# [Records for processing]
PR #2338, opened 2023-12-13
Add safeguard to signal_listener routines

jpirnay:


tatarize (changes requested):
This seems terrible. There's a different bug somewhere and certainly we should not be issuing signals when the kernel is shutdown if that's happening its indicative of a different bug which should be address correctly rather than through redundant code safeguarding. 

If nothing else this should be hacked into the kernel to pass it a function that validates that signals should be sent and maybe check `IsBeingDeleted()` there or something. Otherwise this seems like a lot of boilerplate code to try to hack around a bug that should be better documented and fixed.

jpirnay:
Not disagreeing it's ugly - but there's a not so fine line of something being ugly or horrible as in we are crashing way too often on exiting the program.  We have not understood the reason why things are still called in the shutdown phase of a program. If you figure it out can this PR (and that's the reason it's draft)

tatarize (dismissed):
Ill make a note to fix this. I thinks its an order of events problem but I guess I should figure out some way to better and more routinely cause it to happen and fix it correctly. Pretty sure I may have identified it, mostly after a shutdown is called it manages to file the request for a signal before the GUI dies, and ends up with a narrow band of time that that signal can still make it out while the kernel lives but the gui is dead.

tatarize (changes requested):
Probably fixed in a better though not very easy to validate way.

PR #3577, opened 2021-11-26
added dropout argument to han_conv.

wsad1:
In the HAN paper, dropout is applied on attention while training on various datasets. 
This PR adds the dropout argument to HanConv.


rusty1s (approved):
Super. Thank you!

PR #3581, opened 2021-11-27
Han example

wsad1:
Added a example for HanConv.

Side Note:
This example uses the IMDB dataset, the model has  a test  F1-score of around 50 when around 10% of the data is used for training as reported in the paper. But the script only reports accuracy.


examples/hetero/han_imdb.py
```diff
@@ -0,0 +1,89 @@
...
+from torch_geometric.nn import HANConv
+import torch_geometric.transforms as T
+
+path = osp.join(osp.dirname(osp.realpath(__file__)), '../../data/IMDB')
+metapaths = [[('movie', 'actor'), ('actor', 'movie')],
+             [('movie', 'director'), ('director', 'movie')]]
+transform = T.AddMetaPaths(metapaths=metapaths, drop_orig_edges=True)
+dataset = IMDB(path, transform=transform)
+data = dataset[0]
+del data['director'], data['actor']
```
rusty1s, line 18: We think we should add this functionality to `AddMetaPaths` directly. If `drop_orig_edges=True`, there is really no need to maintain node types that are no longer connected by any edge type. WDYT?

examples/hetero/han_imdb.py
```diff
@@ -0,0 +1,89 @@
...
+print(data)
+
+
+class han(nn.Module):
```
rusty1s, line 22:
```suggestion
class HAN(nn.Module):
```

examples/hetero/han_imdb.py
```diff
@@ -0,0 +1,89 @@
...
+    def __init__(self, in_channels: Union[int, Dict[str, int]],
+                 out_channels: int, hidden_channels=128, heads=8):
+        super().__init__()
+        self.han_conv = HANConv(in_channels, hidden_channels, heads=heads,
```
rusty1s, line 26: Does the paper only make use of a single layer as well?

examples/hetero/han_imdb.py
```diff
@@ -0,0 +1,89 @@
...
+                                dropout=0.6, metadata=data.metadata())
+        self.lin = nn.Linear(hidden_channels, out_channels)
+
+    def forward(self, x_dict, edge_index_dict):
+
```
rusty1s, line 31: nit: Remove line 31 :)

examples/hetero/han_imdb.py
```diff
@@ -0,0 +1,89 @@
...
+    out = model(data.x_dict, data.edge_index_dict)
+    mask = data['movie'].train_mask
+    loss = F.cross_entropy(out[mask], data['movie'].y[mask])
+    loss.backward()
+    optimizer.step()
+    return float(loss)
+
+
+@torch.no_grad()
+def test() -> List:
```
rusty1s, line 59:
```suggestion
def test() -> List[float]:
```

examples/hetero/han_imdb.py
```diff
@@ -0,0 +1,89 @@
...
+          f'Val: {val_acc:.4f}, Test: {test_acc:.4f}')
+
+    if best_val_acc <= val_acc:
+        patience = start_patience
+        best_val_acc = val_acc
+    else:
+        patience -= 1
+
+    if patience <= 0:
+        print('Stopping training as Val accuracy did not improve '
```
rusty1s, line 87:
```suggestion
        print('Stopping training as validation accuracy did not improve '
```

rusty1s (commented):
This is great. Thank you! What's the model performance? :)

examples/hetero/han_imdb.py
wsad1: It looks like that, but the paper isn't entirely clear on that. 
Also the F1 score I am seeing is very similar to the one reported in the paper.

examples/hetero/han_imdb.py
wsad1: Yeah I think that's a good idea.
So if `drop_orig_edges` is True and there are node types types that are not connected by any edge type we just drop them inside the transform. 
I'll update the implementation and docs of AddMetaPaths this way then.

examples/hetero/han_imdb.py
rusty1s: Super :)

examples/hetero/han_imdb.py
rusty1s: Super, thank you! Let me know once this is ready to be merged :)

wsad1: I implemented the dropping of nodes in a slightly different.
Add a new argument `drop_unconnected_nodes`, which if set to true remove node types not connected by any edges type.

torch_geometric/transforms/add_metapaths.py
```diff
@@ -73,15 +74,18 @@ class AddMetaPaths(BaseTransform):
             by a list of lists of
             :obj:`(src_node_type, rel_type, dst_node_type)` tuples.
         drop_orig_edges (bool, optional): If set to :obj:`True`, existing edge
-            types will be dropped. (default: :obj:`False`)
+            types will be dropped.(default: :obj:`False`)
```
rusty1s, line 77:
```suggestion
            types will be dropped. (default: :obj:`False`)
```

torch_geometric/transforms/add_metapaths.py
```diff
@@ -73,15 +74,18 @@ class AddMetaPaths(BaseTransform):
...
         keep_same_node_type (bool, optional): If set to :obj:`True`, existing
             edge types between the same node type are not dropped even in case
             :obj:`drop_orig_edges` is set to :obj:`True`.
             (default: :obj:`False`)
+        drop_unoconnected_nodes (bool, optional): If set to :obj:`True` drop
```
rusty1s, line 82: Is this a typo?

rusty1s (commented):
Super, thanks for adding this functionality.

rusty1s (approved):

torch_geometric/transforms/add_metapaths.py
wsad1: Yes. Thanks for catching that :).

PR #3586, opened 2021-11-28
Add stochastic_blockmodel_dataset

dongkwan-kim:
This PR contains the implementation of `StochasticBlockModelDataset` and `RandomPartitionGraphDataset`. These are both synthetic graphs generated by `utils.stochastic_blockmodel_graph` and node features are created by `sklearn.datasets.make_classification`. I fix some important arguments for `sklearn.datasets.make_classification` at lines 56 -- 59, and It would be great to discuss and decide which one is appropriate as the default setting.


torch_geometric/datasets/stochastic_blockmodel_dataset.py
```diff
@@ -0,0 +1,179 @@
...
+                      'n_redundant': 0,
+                      'flip_y': 0.0,
+                      'shuffle': False}
+        self.x_kws.update(x_kws or {})
+
+        super().__init__(root, transform, pre_transform)
+        self.data, self.slices = torch.load(self.processed_paths[0])
+
+    @property
+    def name(self):
```
rusty1s, line 66: How fast is the generation of SBMs? Do we really need to save them or can we simply generate them on-the-fly?

torch_geometric/datasets/stochastic_blockmodel_dataset.py
```diff
@@ -0,0 +1,179 @@
...
+                n_samples=sum(self.block_sizes),
+                n_features=self.num_channels,
+                n_classes=len(self.block_sizes),
+                weights=torch.tensor(self.block_sizes) / sum(self.block_sizes),
+                **self.x_kws,
+            )
+            x = torch.tensor(x, dtype=torch.float)
+        else:
+            x = None
+        y = torch.cat([torch.full((b,), i)
```
rusty1s, line 98: I think we can replace this with:
```python
torch.arange(num_blocks).repeat_interleave(self.block_sizes)
```

torch_geometric/datasets/stochastic_blockmodel_dataset.py
```diff
@@ -0,0 +1,179 @@
...
+        return os.path.join(self.root, self.__class__.__name__,
+                            self.name, 'raw')
+
+    @property
+    def processed_dir(self):
+        return os.path.join(self.root, self.__class__.__name__,
+                            self.name, 'processed')
+
+    @property
+    def processed_file_names(self):
```
rusty1s, line 81:
```suggestion
    def processed_file_names(self):
        return f'{self.name}.pt'
```

torch_geometric/datasets/stochastic_blockmodel_dataset.py
```diff
@@ -0,0 +1,179 @@
...
+        self.data, self.slices = torch.load(self.processed_paths[0])
+
+    @property
+    def name(self):
+        return f'sbm-{self.num_channels}-{self.block_sizes.tolist()}' \
+               f'-{self.edge_probs.tolist()}'
+
+    @property
+    def raw_dir(self):
+        return os.path.join(self.root, self.__class__.__name__,
```
rusty1s, line 72:
```suggestion
        return os.path.join(self.root, self.__class__.__name__, 'raw')
```

rusty1s (commented):
Thank you. This is super cool. I left come (nitpicky) comments :)

I think the default args for `make_classification` are reasonable as long as they are always customizable by the user.

torch_geometric/datasets/__init__.py
```diff
@@ -68,6 +68,8 @@
 from .omdb import OMDB
 from .polblogs import PolBlogs
 from .email_eu_core import EmailEUCore
+from .stochastic_blockmodel_dataset import StochasticBlockModelDataset
```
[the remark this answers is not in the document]
dongkwan-kim: I just found that this line exceeds 79 characters and violates E501. Is it okay to use separate lines, or just import all datasets in a single line?

torch_geometric/datasets/stochastic_blockmodel_dataset.py
dongkwan-kim: It does not take a long time if the size is similar to the benchmark we often use. However, since the generation process relies on the stochastic process, I think saving processed files is more appropriate than using them on the fly.

rusty1s (approved):
Thanks for updating :)

dongkwan-kim:
Thank you very much. Now it looks more awesome :)

PR #3592, opened 2021-11-29
bug fix reading MalNet Tiny

rampasek:
1. The PyG's MalNetTiny class was wrongly reading `*.edgelist` files, when only first digit from source node and last digit from the destination node numbers were parsed. 
2. In MalNet `*.edgelist` files some nodes are not used at all, i.e. they are isolated if we consider the graph to have `edge_index.max().item() + 1` nodes. I used [remove_isolated_nodes](https://pytorch-geometric.readthedocs.io/en/latest/_modules/torch_geometric/utils/isolated.html#remove_isolated_nodes) to remove these isolated nodes as well as those that only have a self-loop.


rusty1s (approved):
Super! Thanks for spotting.

PR #3639, opened 2021-12-06
Bug Fix: Order of transforms in label_prop example

Riyer01:
This example doesn't work properly as currently written. The correct way is to reverse the order of transformations, such that we first convert the graph to undirected, then get the sparse representation.

Empirically, try running this file with the transformations listed both ways for 50 iterations, and it becomes clear from the results that the original implementation is incorrect. 

Submitted for extra credit in CS224W


rusty1s (approved):
You are right. Thanks for spotting!

PR #3646, opened 2021-12-07
Fix key output of networkx edge getter:

max-zipfl-fzi:
Removed the key output, which resulted in a three-dimensional tensor, when using MultiDiGraphs.
Three-dimensional edge tuples could not be converted into the required [2,-1] COO format.

Example:
Right:
` print(list(G.edges(keys=False)))`
 [(2, 1), (5, 4), (5, 4), (5, 4), (6, 1), (7, 1)]

Wrong:
`print(list(G.edges))`
[(2, 1, 0), (5, 4, 0), (5, 4, 1), (5, 4, 2), (6, 1, 0), (7, 1, 0)]

Wrong:
`print(torch.LongTensor(list(G.edges)))`
 tensor([[2, 1, 0],
        [5, 4, 0],
        [5, 4, 1],
        [5, 4, 2],
        [6, 1, 0],
        [7, 1, 0]])
Right:
`print(torch.LongTensor(list(G.edges(keys=False))).t().contiguous())`
 tensor([[2, 5, 5, 5, 6, 7],
        [1, 4, 4, 4, 1, 1]])`

### DIFF
--- a/torch_geometric/utils/convert.py
+++ b/torch_geometric/utils/convert.py
@@ -133,11 +133,12 @@ def from_networkx(G, group_node_attrs: Optional[Union[List[str], all]] = None,
     G = nx.convert_node_labels_to_integers(G)
     G = G.to_directed() if not nx.is_directed(G) else G
 
-    if type(G) is nx.MultiGraph or type(G) is nx.MultiDiGraph:
-        edge_index = torch.LongTensor(
-            list(G.edges(keys=False))).t().contiguous()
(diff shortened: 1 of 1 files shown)


rusty1s (approved):
Super :)

max-zipfl-fzi:
I forget to check non multi-graphs:
Will add a check, whether a key should be removed or if it is not present in the first place

rusty1s:
Super. Thank you :)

# [What is expected]
Show each line in the data where the string "dimensional" appears.

# [Expected answer]
Removed the key output, which resulted in a three-dimensional tensor, when using MultiDiGraphs.
Three-dimensional edge tuples could not be converted into the required [2,-1] COO format.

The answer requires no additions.